**REQUIREMENT:** Go over the records and copy every line with the string "remove".

**DATA PROVIDED:**
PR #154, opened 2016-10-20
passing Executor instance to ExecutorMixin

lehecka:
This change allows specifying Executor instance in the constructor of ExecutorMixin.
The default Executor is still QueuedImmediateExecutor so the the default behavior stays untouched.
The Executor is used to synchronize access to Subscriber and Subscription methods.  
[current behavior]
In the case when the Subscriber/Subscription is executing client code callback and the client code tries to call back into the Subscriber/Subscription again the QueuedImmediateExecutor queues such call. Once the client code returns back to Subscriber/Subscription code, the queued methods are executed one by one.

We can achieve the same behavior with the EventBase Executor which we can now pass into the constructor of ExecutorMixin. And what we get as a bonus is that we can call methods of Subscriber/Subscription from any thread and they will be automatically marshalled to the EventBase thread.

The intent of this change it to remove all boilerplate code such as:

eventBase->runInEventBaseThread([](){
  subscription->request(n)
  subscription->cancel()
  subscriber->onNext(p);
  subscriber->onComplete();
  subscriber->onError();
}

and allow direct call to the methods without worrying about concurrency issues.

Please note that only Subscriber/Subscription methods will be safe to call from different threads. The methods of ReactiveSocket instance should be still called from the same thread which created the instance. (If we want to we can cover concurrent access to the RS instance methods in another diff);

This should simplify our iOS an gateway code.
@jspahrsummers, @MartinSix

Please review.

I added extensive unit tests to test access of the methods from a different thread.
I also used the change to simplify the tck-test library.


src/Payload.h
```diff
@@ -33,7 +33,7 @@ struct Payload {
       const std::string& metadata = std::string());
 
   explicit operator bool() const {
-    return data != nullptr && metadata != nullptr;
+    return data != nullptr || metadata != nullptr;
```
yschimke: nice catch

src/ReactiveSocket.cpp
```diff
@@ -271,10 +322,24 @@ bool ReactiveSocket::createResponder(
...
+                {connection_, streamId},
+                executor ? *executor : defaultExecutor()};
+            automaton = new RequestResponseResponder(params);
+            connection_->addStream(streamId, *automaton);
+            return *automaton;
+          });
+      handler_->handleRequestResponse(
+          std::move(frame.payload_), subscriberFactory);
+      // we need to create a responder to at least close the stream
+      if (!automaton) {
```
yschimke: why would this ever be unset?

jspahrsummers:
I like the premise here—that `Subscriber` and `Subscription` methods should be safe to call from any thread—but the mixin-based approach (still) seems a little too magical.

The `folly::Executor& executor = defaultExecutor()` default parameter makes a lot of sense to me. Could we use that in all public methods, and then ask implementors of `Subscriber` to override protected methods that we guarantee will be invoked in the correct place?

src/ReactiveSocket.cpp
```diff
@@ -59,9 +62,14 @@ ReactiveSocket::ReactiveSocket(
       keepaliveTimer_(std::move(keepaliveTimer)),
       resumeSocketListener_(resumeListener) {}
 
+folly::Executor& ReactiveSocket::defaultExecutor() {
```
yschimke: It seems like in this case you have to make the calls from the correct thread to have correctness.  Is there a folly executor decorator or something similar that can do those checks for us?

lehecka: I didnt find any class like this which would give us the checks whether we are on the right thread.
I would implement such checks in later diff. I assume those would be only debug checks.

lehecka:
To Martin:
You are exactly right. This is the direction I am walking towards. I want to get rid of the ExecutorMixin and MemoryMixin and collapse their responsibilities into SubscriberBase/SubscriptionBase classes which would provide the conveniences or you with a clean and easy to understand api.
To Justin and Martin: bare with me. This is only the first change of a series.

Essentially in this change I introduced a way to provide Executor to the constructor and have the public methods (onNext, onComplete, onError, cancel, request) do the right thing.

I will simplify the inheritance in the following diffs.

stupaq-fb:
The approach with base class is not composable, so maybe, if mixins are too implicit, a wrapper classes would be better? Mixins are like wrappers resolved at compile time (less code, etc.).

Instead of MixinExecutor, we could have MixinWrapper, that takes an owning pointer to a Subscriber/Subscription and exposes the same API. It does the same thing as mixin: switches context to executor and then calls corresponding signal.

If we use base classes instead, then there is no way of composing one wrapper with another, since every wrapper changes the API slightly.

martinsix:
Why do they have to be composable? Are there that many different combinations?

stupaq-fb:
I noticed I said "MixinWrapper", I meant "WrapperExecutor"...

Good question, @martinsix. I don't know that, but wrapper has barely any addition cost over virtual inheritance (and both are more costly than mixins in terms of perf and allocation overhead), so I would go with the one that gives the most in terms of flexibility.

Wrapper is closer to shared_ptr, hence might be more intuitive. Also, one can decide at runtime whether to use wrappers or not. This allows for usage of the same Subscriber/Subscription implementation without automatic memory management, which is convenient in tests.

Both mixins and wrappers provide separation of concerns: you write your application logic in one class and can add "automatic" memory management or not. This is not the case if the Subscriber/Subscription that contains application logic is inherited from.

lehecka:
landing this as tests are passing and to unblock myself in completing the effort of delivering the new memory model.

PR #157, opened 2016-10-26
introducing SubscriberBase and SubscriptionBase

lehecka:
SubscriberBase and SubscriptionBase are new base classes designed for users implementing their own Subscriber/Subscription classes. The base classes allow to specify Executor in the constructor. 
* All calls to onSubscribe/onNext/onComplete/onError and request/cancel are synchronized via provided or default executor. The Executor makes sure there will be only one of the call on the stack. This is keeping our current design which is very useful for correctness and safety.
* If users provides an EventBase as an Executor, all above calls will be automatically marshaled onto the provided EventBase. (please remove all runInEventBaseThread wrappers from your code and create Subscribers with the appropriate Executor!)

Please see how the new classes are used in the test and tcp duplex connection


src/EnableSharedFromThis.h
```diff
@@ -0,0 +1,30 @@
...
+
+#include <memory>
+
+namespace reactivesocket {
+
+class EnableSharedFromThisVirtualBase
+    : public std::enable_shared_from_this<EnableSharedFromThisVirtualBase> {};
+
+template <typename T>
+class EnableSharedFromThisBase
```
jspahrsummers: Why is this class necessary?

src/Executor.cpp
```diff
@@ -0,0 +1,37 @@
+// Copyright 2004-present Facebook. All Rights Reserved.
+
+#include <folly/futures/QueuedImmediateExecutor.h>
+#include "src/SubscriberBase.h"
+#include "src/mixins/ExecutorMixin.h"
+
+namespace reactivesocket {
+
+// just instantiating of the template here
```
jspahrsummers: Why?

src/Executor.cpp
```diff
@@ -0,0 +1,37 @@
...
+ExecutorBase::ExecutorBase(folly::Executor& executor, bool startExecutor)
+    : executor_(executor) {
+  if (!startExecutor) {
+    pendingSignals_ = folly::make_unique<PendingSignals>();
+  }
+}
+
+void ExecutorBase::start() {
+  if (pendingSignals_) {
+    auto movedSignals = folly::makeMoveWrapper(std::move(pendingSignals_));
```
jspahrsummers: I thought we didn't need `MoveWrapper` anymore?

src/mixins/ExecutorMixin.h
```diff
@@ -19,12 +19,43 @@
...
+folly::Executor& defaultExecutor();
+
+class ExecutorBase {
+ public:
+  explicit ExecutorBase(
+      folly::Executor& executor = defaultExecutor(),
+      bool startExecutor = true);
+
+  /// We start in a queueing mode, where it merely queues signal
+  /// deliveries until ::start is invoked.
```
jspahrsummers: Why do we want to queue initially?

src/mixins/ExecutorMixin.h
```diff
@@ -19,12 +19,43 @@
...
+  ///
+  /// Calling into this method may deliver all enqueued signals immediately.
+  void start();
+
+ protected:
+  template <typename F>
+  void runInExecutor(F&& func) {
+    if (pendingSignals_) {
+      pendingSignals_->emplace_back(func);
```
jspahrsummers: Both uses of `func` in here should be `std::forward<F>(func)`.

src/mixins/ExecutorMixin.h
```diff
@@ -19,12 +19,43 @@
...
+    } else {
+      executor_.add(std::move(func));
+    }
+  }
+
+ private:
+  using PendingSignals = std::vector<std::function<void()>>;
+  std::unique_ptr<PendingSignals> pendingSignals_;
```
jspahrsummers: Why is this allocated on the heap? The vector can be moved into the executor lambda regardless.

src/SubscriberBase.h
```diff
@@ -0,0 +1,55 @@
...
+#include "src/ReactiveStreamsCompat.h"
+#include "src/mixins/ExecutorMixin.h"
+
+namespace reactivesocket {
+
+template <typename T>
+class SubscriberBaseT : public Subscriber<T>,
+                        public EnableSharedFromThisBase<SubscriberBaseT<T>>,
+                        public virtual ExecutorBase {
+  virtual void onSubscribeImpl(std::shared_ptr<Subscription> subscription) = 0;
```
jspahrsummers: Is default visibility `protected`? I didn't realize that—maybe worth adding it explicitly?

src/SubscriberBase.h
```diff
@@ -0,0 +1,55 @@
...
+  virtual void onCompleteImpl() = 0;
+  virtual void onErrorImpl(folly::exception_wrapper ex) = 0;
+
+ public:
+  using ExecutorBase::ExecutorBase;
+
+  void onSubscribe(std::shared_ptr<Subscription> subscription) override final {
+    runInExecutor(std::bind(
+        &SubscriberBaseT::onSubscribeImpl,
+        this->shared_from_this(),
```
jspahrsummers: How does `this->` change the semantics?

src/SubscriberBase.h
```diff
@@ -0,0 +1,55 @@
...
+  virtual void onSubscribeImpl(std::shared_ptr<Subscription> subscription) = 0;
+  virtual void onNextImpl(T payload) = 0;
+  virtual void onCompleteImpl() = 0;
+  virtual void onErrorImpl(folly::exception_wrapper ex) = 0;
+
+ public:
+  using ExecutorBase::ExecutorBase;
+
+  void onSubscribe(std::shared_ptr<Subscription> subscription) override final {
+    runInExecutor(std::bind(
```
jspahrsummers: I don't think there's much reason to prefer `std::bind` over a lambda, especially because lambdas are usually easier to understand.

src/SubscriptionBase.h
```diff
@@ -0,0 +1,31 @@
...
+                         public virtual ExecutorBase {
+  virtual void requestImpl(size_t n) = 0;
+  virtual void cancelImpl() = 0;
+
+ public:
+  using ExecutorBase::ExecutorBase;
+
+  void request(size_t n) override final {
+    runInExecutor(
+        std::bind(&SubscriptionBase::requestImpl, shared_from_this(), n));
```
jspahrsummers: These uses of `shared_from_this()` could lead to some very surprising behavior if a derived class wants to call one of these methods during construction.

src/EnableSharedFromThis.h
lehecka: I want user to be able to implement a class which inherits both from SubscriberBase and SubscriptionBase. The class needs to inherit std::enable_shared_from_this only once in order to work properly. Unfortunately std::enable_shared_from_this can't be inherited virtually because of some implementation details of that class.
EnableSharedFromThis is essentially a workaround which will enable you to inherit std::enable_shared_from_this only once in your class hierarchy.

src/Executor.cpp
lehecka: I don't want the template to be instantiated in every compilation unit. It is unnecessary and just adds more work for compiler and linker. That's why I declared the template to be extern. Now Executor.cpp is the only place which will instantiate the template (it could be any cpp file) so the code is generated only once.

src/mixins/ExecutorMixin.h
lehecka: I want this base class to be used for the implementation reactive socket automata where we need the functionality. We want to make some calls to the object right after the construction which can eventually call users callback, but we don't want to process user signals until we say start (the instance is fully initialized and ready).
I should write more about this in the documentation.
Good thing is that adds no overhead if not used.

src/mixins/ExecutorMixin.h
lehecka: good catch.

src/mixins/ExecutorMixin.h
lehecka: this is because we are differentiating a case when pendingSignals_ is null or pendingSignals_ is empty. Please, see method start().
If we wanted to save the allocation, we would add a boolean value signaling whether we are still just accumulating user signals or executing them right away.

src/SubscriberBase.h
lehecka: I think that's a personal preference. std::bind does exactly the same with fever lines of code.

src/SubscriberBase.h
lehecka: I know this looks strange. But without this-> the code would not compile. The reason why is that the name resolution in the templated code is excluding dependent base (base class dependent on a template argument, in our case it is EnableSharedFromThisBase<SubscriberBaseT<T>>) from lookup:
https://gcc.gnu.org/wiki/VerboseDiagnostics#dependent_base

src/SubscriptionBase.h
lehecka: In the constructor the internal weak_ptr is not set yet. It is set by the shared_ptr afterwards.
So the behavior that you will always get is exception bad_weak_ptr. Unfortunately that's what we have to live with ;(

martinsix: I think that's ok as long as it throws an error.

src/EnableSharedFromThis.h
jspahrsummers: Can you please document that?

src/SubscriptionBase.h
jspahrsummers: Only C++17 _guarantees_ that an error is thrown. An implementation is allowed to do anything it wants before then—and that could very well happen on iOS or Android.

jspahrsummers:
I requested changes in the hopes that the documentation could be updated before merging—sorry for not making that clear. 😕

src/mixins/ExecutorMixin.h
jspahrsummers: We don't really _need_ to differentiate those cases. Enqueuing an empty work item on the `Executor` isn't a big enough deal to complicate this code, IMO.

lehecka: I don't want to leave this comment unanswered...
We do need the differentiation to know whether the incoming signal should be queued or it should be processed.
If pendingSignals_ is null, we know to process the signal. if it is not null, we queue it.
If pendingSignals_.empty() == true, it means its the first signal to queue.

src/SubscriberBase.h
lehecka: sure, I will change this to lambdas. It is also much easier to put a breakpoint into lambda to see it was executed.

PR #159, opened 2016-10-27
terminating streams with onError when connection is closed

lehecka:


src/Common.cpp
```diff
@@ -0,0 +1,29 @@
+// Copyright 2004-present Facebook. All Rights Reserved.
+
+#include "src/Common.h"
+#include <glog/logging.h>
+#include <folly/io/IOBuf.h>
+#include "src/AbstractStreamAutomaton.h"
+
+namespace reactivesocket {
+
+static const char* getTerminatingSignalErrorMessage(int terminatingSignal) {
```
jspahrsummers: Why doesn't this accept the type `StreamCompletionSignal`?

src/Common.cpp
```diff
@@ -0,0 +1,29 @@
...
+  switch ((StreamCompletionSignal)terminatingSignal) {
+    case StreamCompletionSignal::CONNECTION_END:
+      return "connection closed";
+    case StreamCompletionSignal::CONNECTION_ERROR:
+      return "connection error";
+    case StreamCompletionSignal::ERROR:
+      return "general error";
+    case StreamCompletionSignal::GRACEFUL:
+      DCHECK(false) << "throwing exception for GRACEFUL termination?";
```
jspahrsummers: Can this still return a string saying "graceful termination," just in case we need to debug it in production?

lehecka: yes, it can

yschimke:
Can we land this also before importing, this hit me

**EXERCISE RESPONSE:**
The intent of this change it to remove all boilerplate code such as:
* If users provides an EventBase as an Executor, all above calls will be automatically marshaled onto the provided EventBase. (please remove all runInEventBaseThread wrappers from your code and create Subscribers with the appropriate Executor!)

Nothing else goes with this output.